__BRIEF__.
Using the entries that follow, report the number of lines that include the string "instead", without any other text.

(Stored data)
-----

PR #154, opened 2026-02-24
fix: forward host timezone to Docker container

### LINKED ISSUE #153: Docker container uses hardcoded America/Chicago timezone instead of host timezone
The base image (`ghcr.io/umputun/baseimage/app:latest`) has `/etc/timezone` set to `America/Chicago`. The Docker wrapper doesn't forward the host's timezone, so all progress log timestamps show Chicago time regardless of the user's locale.

**Suggestion:** Have the wrapper detect the host's timezone and pass it via `-e TZ=...` to the container.

nnemirovsky:
## Summary
- The base Docker image defaults to `America/Chicago`, causing all timestamps to display in that timezone regardless of the user's locale
- The wrapper script now detects the host timezone from `$TZ`, `/etc/localtime` symlink, or `/etc/timezone` and forwards it to the container via `-e TZ=`
- Includes 4 tests for timezone detection

Closes #153

### DIFF
--- a/scripts/ralphex-dk.sh
+++ b/scripts/ralphex-dk.sh
@@ -378,16 +378,16 @@ def _detect_host_timezone() -> str:
     then falls back to reading /etc/timezone (Debian/Ubuntu).
     returns empty string if detection fails.
     """
-    # try /etc/localtime symlink (macOS and Linux)
-    try:
-        link = os.path.realpath("/etc/localtime")
-        # extract IANA name from path like /usr/share/zoneinfo/America/New_York
-        marker = "/zoneinfo/"
-        idx = link.find(marker)
-        if idx != -1:
-            return link[idx + len(marker):]
-    except OSError:
-        pass
+    # readlink first (macOS), then realpath (Linux)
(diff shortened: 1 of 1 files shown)


umputun (changes requested):
one issue - timezone detection doesn't work on macOS. `os.path.realpath("/etc/localtime")` resolves to `/usr/share/zoneinfo.default/America/Chicago` (note `zoneinfo.default`, not `zoneinfo`), so the `/zoneinfo/` marker won't match and the function silently returns `""`.

fix: try `os.readlink("/etc/localtime")` first, which returns the direct symlink target (`/var/db/timezone/zoneinfo/America/Chicago` on macOS where the marker works), then fall back to `os.path.realpath` for Linux distros where `/etc/localtime` is a regular file.

the `test_tz_from_localtime_macos_path` test should also be updated - it mocks `realpath` to return `/var/db/timezone/zoneinfo/...` but that's not what `realpath` actually returns on macOS.

everything else looks good - clean code, proper error handling, correct `$TZ` precedence.

PR #162, opened 2026-02-26
add configurable VCS command with Mercurial support

paskal:
## Summary

- add `vcs_command` config option so the git backend uses a configurable binary instead of hardcoded `git`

-----

__OUTPUT FOR THIS TASK__.
2